Ca2+-binding protein 2 inhibits Ca2+-channel inactivation in mouse inner hair cells
- Proc Natl Acad Sci U S A. 2017 Feb 28;114(9):E1717-E1726. doi: 10.1073/pnas.1617533114.
- 1. Institute for Auditory Neuroscience and InnerEarLab, University Medical Center Goettingen, 37099 Goettingen, Germany; [email protected] [email protected].
- 2. Goettingen Graduate School for Neurosciences, Biophysics, and Molecular Biosciences, University of Goettingen, 37077 Goettingen, Germany.
- 3. Bernstein Center for Computational Neuroscience, University of Goettingen, 37077 Goettingen, Germany.
- 4. Synaptic Nanophysiology Group, Max Planck Institute for Biophysical Chemistry, 37077 Goettingen, Germany.
- 5. Institute for Auditory Neuroscience and InnerEarLab, University Medical Center Goettingen, 37099 Goettingen, Germany.

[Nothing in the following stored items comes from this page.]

PR #109, opened 2018-02-24
Chainer multi gpu

kan-bayashi:
Multi gpu implementation with chainer


kan-bayashi:
I change from `ParallelUpdater` to `MultiProcessParallelUpdater`.
It seems to be working well with high GPU utils.
But the implementation is a little bit complicated.
@sw005320 @ShigekiKarita
If you have ideas to clean up codes, please let met know.

kan-bayashi:
@sw005320 @ShigekiKarita  I implemented following functions:
- warn the use of `--gpu` option in `run.sh`, `asr_train.py`, `asr_recog.py`, `lm_train.py`
- if `--gpu` option is used, `--ngpu` value will be automatically updated
- if use gpu, check whether `CUDA_VISIBLE_DEVICES` is set in `asr_train.py`, `asr_recog.py`, `lm_train.py`
- if the number of gpus is not matched with `CUDA_VISIBLE_DEVICES`, show warning message 
- if the number of gpus > 1, `--ngpu` will be automatically 1 in LM training

src/bin/asr_train.py
```diff
@@ -134,6 +136,24 @@ def main():
...
+            args.ngpu = 1
+
+    # check CUDA_VISIBLE_DEVICES
+    if args.ngpu > 0:
+        cvd = os.environ.get("CUDA_VISIBLE_DEVICES")
+        if cvd is None:
+            logging.warn("CUDA_VISIBLE_DEVICES is not set.")
+        elif args.ngpu != len(cvd.split(",")):
+            logging.warn(cvd)
+            logging.warn(len(cvd.split(",")))
```
ShigekiKarita: maybe `logging.error` is better?

src/asr/asr_chainer.py
```diff
@@ -215,31 +389,64 @@ def train(args):
...
     # prepare Kaldi reader
     train_reader = lazy_io.read_dict_scp(args.train_feat)
     valid_reader = lazy_io.read_dict_scp(args.valid_feat)
 
+    # set up training iterator and updater
+    if ngpu <= 1:
+        # make minibatch list (variable length)
+        train = make_batchset(train_json, args.batch_size,
+                              args.maxlen_in, args.maxlen_out, args.minibatches)
+        # hack to make batchsze argument as 1
```
ShigekiKarita: batchsze -> batchsize

src/asr/asr_chainer.py
```diff
@@ -215,31 +389,64 @@ def train(args):
...
+                                            args.maxlen_in, args.maxlen_out, args.minibatches)]
+
+        # each subset must have same length for MultiprocessParallelUpdater
+        maxlen = max([len(train_subset) for train_subset in train_subsets])
+        for train_subset in train_subsets:
+            if maxlen != len(train_subset):
+                for i in six.moves.xrange(maxlen - len(train_subset)):
+                    train_subset += [train_subset[i]]
+
+        # hack to make batchsze argument as 1
```
ShigekiKarita: ditto

src/asr/asr_chainer.py
```diff
@@ -215,31 +389,64 @@ def train(args):
...
+            # make minibatch list (variable length)
+            train_subsets += [make_batchset(train_json_subset, args.batch_size,
+                                            args.maxlen_in, args.maxlen_out, args.minibatches)]
+
+        # each subset must have same length for MultiprocessParallelUpdater
+        maxlen = max([len(train_subset) for train_subset in train_subsets])
+        for train_subset in train_subsets:
+            if maxlen != len(train_subset):
+                for i in six.moves.xrange(maxlen - len(train_subset)):
+                    train_subset += [train_subset[i]]
```
ShigekiKarita: Does a shorter minibatch appear more than a longer minibatch? Is it possible to append empty list?

egs/csj/asr1/run.sh
```diff
@@ -195,9 +212,9 @@ mkdir -p ${expdir}
 
 if [ ${stage} -le 4 ]; then
     echo "stage 4: Network Training"
-    ${cuda_cmd} ${expdir}/train.log \
+    ${cuda_cmd} --gpu ${ngpu} ${expdir}/train.log \
```
sw005320: Just make sure that do we need some changes in `cmd.sh` to pass `--gpu ${ngpu}`?

src/asr/asr_chainer.py
```diff
@@ -194,12 +357,23 @@ def train(args):
         logging.info('ARGS: ' + key + ': ' + str(vars(args)[key]))
 
     # Set gpu
-    gpu_id = int(args.gpu)
-    logging.info('gpu id: ' + str(gpu_id))
-    if gpu_id >= 0:
+    ngpu = int(args.ngpu)
```
sw005320: may not have to cast it to `int()`

egs/csj/asr1/run.sh
kan-bayashi: In the case of slurm.pl, we do not have to modify `cmd.sh`.

src/asr/asr_chainer.py
kan-bayashi: I've tried but it causes error when the empty batch is used.

sw005320:
What is the progress?
CLSP people will have a problem for this, but I think @bobchennan's solution of adding the CLSP-dependent commands to `run.sh` to get the CUDA_VISBLE_DEVICE is a reasonable solution.

kan-bayashi:
I will add CLSP dependent processing about CLSP.

Are warning messages suitable for you?
And If there is no problem, I will update all of the recipe.

sw005320:
The warning part looks fine.
Please go ahead.

kan-bayashi:
@sw005320 Could you test some recipe in CLSP?

sw005320:
I'm testing, but failed due to 
```
    'NCCL is not enabled. MultiprocessParallelUpdater '
Exception: NCCL is not enabled. MultiprocessParallelUpdater requires NCCL.
Please reinstall chainer after you install NCCL.
(see https://github.com/chainer/chainer#installation).
```

sw005320:
It seems that it's working.
We may need to have some documentation about NCCL (I just got it from the nvidia site also @bobchennan told me where it is). Also we need to remove the following lines in `path.sh`
```
if [[ $(hostname -f) == *.clsp.jhu.edu ]] ; then
    export CUDA_VISIBLE_DEVICES=$(/usr/local/bin/free-gpu)
fi
```

kan-bayashi:
@sw005320 Thank you for your testing.
I updated the use of gpu option and added explanation about NCCL in README.

sw005320:
I think this PR becomes a good shape. @bobchennan can you take a look at it? If it is no problem, I'll merge it. Then, I want to ask you to commit your pytorch multiple GPU function.

bobchennan:
Looks fine for me. But to use it on clsp grid I think we need to modify queue.pl to support multi-gpu.

sw005320:
What part do you need to modify? Since I just used a default `queue.pl` and it worked, but it might be just lucky.

bobchennan:
Yeah you are right. I checked queue.pl in kaldi and it should work. No need for modification.

sw005320:
OK. @kan-bayashi, is there any other issues or things you left? If no, I can merge it.

src/asr/asr_chainer.py
```diff
@@ -215,31 +389,64 @@ def train(args):
...
+            # make minibatch list (variable length)
+            train_subsets += [make_batchset(train_json_subset, args.batch_size,
+                                            args.maxlen_in, args.maxlen_out, args.minibatches)]
+
+        # each subset must have same length for MultiprocessParallelUpdater
+        maxlen = max([len(train_subset) for train_subset in train_subsets])
+        for train_subset in train_subsets:
+            if maxlen != len(train_subset):
+                for i in six.moves.xrange(maxlen - len(train_subset)):
+                    train_subset += [train_subset[i]]
```
kan-bayashi: @sw005320 my last concern is this part. 
If It is no problem, it can be merged.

- 6. Auditory Systems Physiology Group, InnerEarLab, Department of Otolaryngology, University of Goettingen Medical Center, 37075 Goettingen, Germany.

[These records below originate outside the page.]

PR #114, opened 2018-03-05
Pytorch lm training script

kan-bayashi:


ShigekiKarita:
@kan-bayashi unfortunately pytorch dropout function takes `training=False` argument. use `torch.nn.Dropout` to reflect `model.train()` or `model.eval()` 

http://pytorch.org/docs/master/_modules/torch/nn/functional.html#dropout
http://pytorch.org/docs/master/nn.html#dropout

ShigekiKarita:
Honestly, I've already implemented lm_train_th.py but your code looks better :+1: . let me paste my test code. maybe no need to change
https://gist.github.com/ShigekiKarita/3b172fd8c11d21fcd01b2a260c7e42ec

kan-bayashi:
The results are as follows:
```
# WSJ 
eval = 7.4
dev = 8.5

# WSJ with ctc joint decoding 
eval = 6.4
dev = 8.2

# WSJ with ctc joint decoding + lm integration
eval = 5.5
dev = 6.8
```

Training speed is not so different from chainer.
```
chainer = 10 hours
pytorch = 8.5 hours
```

ShigekiKarita:
I think it is reasonable. I have chainer equivalent results
```
# WSJ blstmp ctc joint decoding
eval = 6.3
dev = 8.1

# WSJ blstmp ctc joint decoding + lm integration
eval = 6.1
dev = 7.1
```
it might be faster with `nn.LSTM` (w/ cudnn) instead of `nn.LSTMCell`  (w/o cudnn) but I think the current speed is enough.

ShigekiKarita:
The test can pass when I set same values (1) to weight like
``` python
def transfer_lstm(ch_lstm, th_lstm):
    ch_lstm.upward.W.data[:] = 1
    th_lstm.weight_ih.data[:] = torch.from_numpy(ch_lstm.upward.W.data)
    ch_lstm.upward.b.data[:] = 1
    th_lstm.bias_hh.data[:] = torch.from_numpy(ch_lstm.upward.b.data)
    ch_lstm.lateral.W.data[:] = 1
    th_lstm.weight_hh.data[:] = torch.from_numpy(ch_lstm.lateral.W.data)
    th_lstm.bias_ih.data.zero_()
```
it indicates that internal order of weights and bias is quite different between chainer and pytorch. I will try to implement the transfer function on an hour.

ShigekiKarita:
I almost forget that the forget gate bias placement is different at least
- `f=bias[n//4:n//2]` https://github.com/pytorch/pytorch/issues/750
- `f=bias[n//2:-n//4]` https://github.com/chainer/chainer/blob/b2f3ac457fe2139aab3c4408dc56c85b8a00c65e/chainer/links/connection/lstm.py#L30

these changes are significantly hard to solve. we should wait for onnx.

ShigekiKarita:
I think everything looks good to me unless you wanna add some lines to `run.sh`.

src/bin/lm_train_th.py
```diff
@@ -0,0 +1,437 @@
...
+        # Evaluation routine to be used for validation and test.
+        model.predictor.eval()
+        state = {
+            'c1': model.predictor.zero_state(args.batchsize),
+            'h1': model.predictor.zero_state(args.batchsize),
+            'c2': model.predictor.zero_state(args.batchsize),
+            'h2': model.predictor.zero_state(args.batchsize)
+        }
+        if args.gpu >= 0:
+            for key in state.iterkeys():
```
ShigekiKarita: use `keys` instead of `iterkeys` that is unavailable in python3 and not memory consuming in this case

src/bin/lm_train_th.py
```diff
@@ -0,0 +1,437 @@
...
+            x = Variable(torch.from_numpy(batch[:, 0]).long(), volatile=True)
+            t = Variable(torch.from_numpy(batch[:, 1]).long(), volatile=True)
+            if args.gpu >= 0:
+                x = x.cuda(args.gpu)
+                t = t.cuda(args.gpu)
+            state, loss = model(state, x, t)
+            sum_perp += loss.data
+            if data_count % bproplen == 0:
+                # detach all states
+                for key in state.iterkeys():
```
ShigekiKarita: ditto

src/bin/lm_train_th.py
```diff
@@ -0,0 +1,437 @@
...
+    epoch_now = 0
+    best_valid = 100000000
+    state = {
+        'c1': model.predictor.zero_state(args.batchsize),
+        'h1': model.predictor.zero_state(args.batchsize),
+        'c2': model.predictor.zero_state(args.batchsize),
+        'h2': model.predictor.zero_state(args.batchsize)
+    }
+    if args.gpu >= 0:
+        for key in state.iterkeys():
```
ShigekiKarita: ditto

src/bin/lm_train_th.py
```diff
@@ -0,0 +1,437 @@
...
+            # Compute the loss at this time step and accumulate it
+            state, loss_batch = model(state, x, t)
+            loss += loss_batch
+            count += 1
+
+        sum_perp += loss.data
+        model.zero_grad()  # Clear the parameter gradients
+        loss.backward()  # Backprop
+        # detach all states
+        for key in state.iterkeys():
```
ShigekiKarita: ditto

ShigekiKarita:
pytorch was little bit faster in my environment too (python3)
- chainer on 1080ti took 64 sec / 100 iter
- pytorch on 1080ti took 44 sec / 100 iter
- pytorch on v100 took 32 sec / 100 iter
(chainer could not run on V100 by strange cupy errors)

kan-bayashi:
Thank you, Shigeki.
Now I understand the reason why both outputs are different.
And I changed script structure to be the same as `asr_train.py`.
LM integration is available for both backend :)

test/test_lm.py
```diff
@@ -0,0 +1,71 @@
...
+def test_lm():
+    n_vocab = 3
+    n_units = 2
+    batchsize = 5
+    rnnlm_ch = lm_chainer.ClassifierWithState(lm_chainer.RNNLM(n_vocab, n_units))
+    rnnlm_th = lm_pytorch.ClassifierWithState(lm_pytorch.RNNLM(n_vocab, n_units))
+    transfer_lm(rnnlm_ch.predictor, rnnlm_th.predictor)
+    import numpy
+    # test transfer function
+    # numpy.testing.assert_equal(rnnlm_ch.predictor.embed.W.data, rnnlm_th.predictor.embed.weight.data.numpy())
```
sw005320: Why these are commented out?

src/nets/e2e_asr_attctc_th.py
```diff
@@ -1695,6 +1695,13 @@ def recognize(self, h, recog_args):
         for l in six.moves.range(1, self.dlayers):
             c_list.append(self.zero_state(h.unsqueeze(0)))
             z_list.append(self.zero_state(h.unsqueeze(0)))
+        if rnnlm:
+            state = {
```
sw005320: It's better to make this as a method in the rnnlm.
Then, if we change the number of layers, etc., we don't have to change this part.
(chainer part as well....)

test/test_lm.py
ShigekiKarita: We gave up on transferring weights from chainer to pytorch until onnx. It is OK to add `# TODO(karita) implement weight  transfer`.

src/nets/e2e_asr_attctc_th.py
ShigekiKarita: I agree. RNNLM.forward should support `state=None` for the initial step.

ShigekiKarita:
@kan-bayashi you need to merge #116 or you can ignore CI error until warpctc issue #115  is solved.

kan-bayashi:
Thanks!

ShigekiKarita:
please, update README.md on master to indicate that pytorch supports LM

kan-bayashi:
OK. I will add.

sw005320:
Can you also reflect this to the new CHiME-5 recipe?

sw005320:
Thanks.
If there is no issue, I'll merge it.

- 7. Max Planck Institute for Experimental Medicine, 37075 Goettingen, Germany.
- 8. Center for Nanoscale Microscopy and Molecular Physiology of the Brain, University of Goettingen, 37075 Goettingen, Germany.
- 9. Neuro Modulation and Neuro Circuitry Group, Biomedical Sciences Institutes, Singapore Bioimaging Consortium, Biomedical Sciences Institutes, 138667 Singapore.
- 10. Department of Medical Genetics, University of Antwerp, 2610 Antwerp, Belgium.
- 11. Neurogenomics Division, Translational Genomics Research Institute, Phoenix, AZ 85004.
- 12. Otorhinolaryngology, Department of Surgery, Niguarda Ca' Granda Metropolitan Hospital, 20162 Milan, Italy.
- 13. Center for the Study of Rare Hereditary Diseases, Niguarda Ca' Granda Metropolitan Hospital, 20162 Milan, Italy.
- 14. Institute of Clinical Biochemistry, Catholic University of the Sacred Heart, 00198 Rome, Italy.
CA2+-binding protein 2 (CaBP2) inhibits the inactivation of heterologously expressed voltage-gated CA2+ channels of type 1.3 (CAV1.3) and is defective in human autosomal-recessive deafness 93 (DFNB93). Here, we report a newly identified mutation in CABP2 that causes a moderate hearing impairment likely via nonsense-mediated decay of CABP2-mRNA. To study the mechanism of hearing impairment resulting from CABP2 loss of function, we disrupted Cabp2 in mice (Cabp2LacZ/LacZ ). CaBP2 was expressed by cochlear hair cells, preferentially in inner hair cells (IHCs), and was lacking from the postsynaptic spiral ganglion neurons (SGNs). Cabp2LacZ/LacZ mice displayed intact cochlear amplification but impaired auditory brainstem responses. Patch-clamp recordings from Cabp2LacZ/LacZ IHCs revealed enhanced CA2+-channel inactivation. The voltage dependence of activation and the number of CA2+ channels appeared normal in Cabp2LacZ/LacZ mice, as were ribbon synapse counts. Recordings from single SGNs showed reduced spontaneous and sound-evoked firing rates. We propose that CaBP2 inhibits CAV1.3 CA2+-channel inactivation, and thus sustains the availability of CAV1.3 CA2+ channels for synaptic sound encoding. Therefore, we conclude that human deafness DFNB93 is an auditory synaptopathy.